● **Task item**
Produce word for word the lines of the data below running from the one that has "But, alas, the" to the one that has "tags-first search logic, it", inclusive, and no others.

● **Supplied data**
PR #114, opened 2017-10-04
Add `test` target so `bazel test //test` works

brandon-rhodes:
A bare `test_suite()` target automatically includes all tests in its `BUILD` file, allowing the tests to be run without needing to type their names.


nelhage:
Ah, nifty. Thanks, and today I learned a thing :)

PR #115, opened 2017-10-04
Stop tag file regular expressions from eating tabs

brandon-rhodes:
Since the identifier field and filename field in a tags file cannot
contain tabs, our regular expressions that match those fields should
avoid trying to eat tabs.  The actual chance of a mismatch is small, but
this tiny bit of extra correctness should also give the patterns the
best possible chance of running quickly.


nelhage:
Thanks!

PR #121, opened 2017-11-06
Add reload

brandon-rhodes:
This stand-alone command supports more complicated workflows than simply running `livegrep-fetch-reindex` and wanting an immediate reload when it finishes (for example, this lets you `livegrep-fetch-reindex`, then build a separate tags index, and only then reload).


nelhage:
:+1: belatedly

Can you fix the build, though? https://circleci.com/gh/livegrep/livegrep/32
I'll enable builds on PRs so we catch this earlier next time.

PR #126, opened 2017-11-30
Avoid double slashes in file viewer URLs

brandon-rhodes:
One of our file viewing applications would return 404 on URLs with a
double slash in them, so this helps the js code avoid building them.


tpcwang:
Seems reasonable. :+1:

PR #127, opened 2017-11-30
Bugfix: without a tags index, build no searcher

brandon-rhodes:
Several conditionals in `grpc_server.cc` expect the tags `code_searcher`
pointer to be NULL if no tag index has been provided:

```
if (tagdata != nullptr)
response->set_has_tags(tagdata_ != nullptr);
if (tagdata_ == NULL)
```

But, alas, the initialization routine always creates a tags searcher.
Even worse, it leaves it un-finalized if no tags index was provided.
Among other things, this crashes codesearch if `tags:...` is specified
but no tags index has been provided.  And with the debut of our new
tags-first search logic, it also makes the service crash for normal
searches (!) if no tags index is available.  So here we pivot to the
behavior the server code expects: a NULL pointer if no tags index is
loaded.

### DIFF
--- a/src/tools/codesearch.cc
+++ b/src/tools/codesearch.cc
@@ -109,7 +109,6 @@ void build_index(code_searcher *cs, const vector<std::string> &argv) {
 }
 
 void initialize_search(code_searcher *search,
-                       code_searcher *tags,
                        int argc, char **argv) {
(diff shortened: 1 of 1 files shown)


tpcwang:
:+1:

nelhage:
Whoops, I'm working on fixing PR CI.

● **Exercise result**
But, alas, the initialization routine always creates a tags searcher.
Even worse, it leaves it un-finalized if no tags index was provided.
Among other things, this crashes codesearch if `tags:...` is specified
but no tags index has been provided.  And with the debut of our new
tags-first search logic, it also makes the service crash for normal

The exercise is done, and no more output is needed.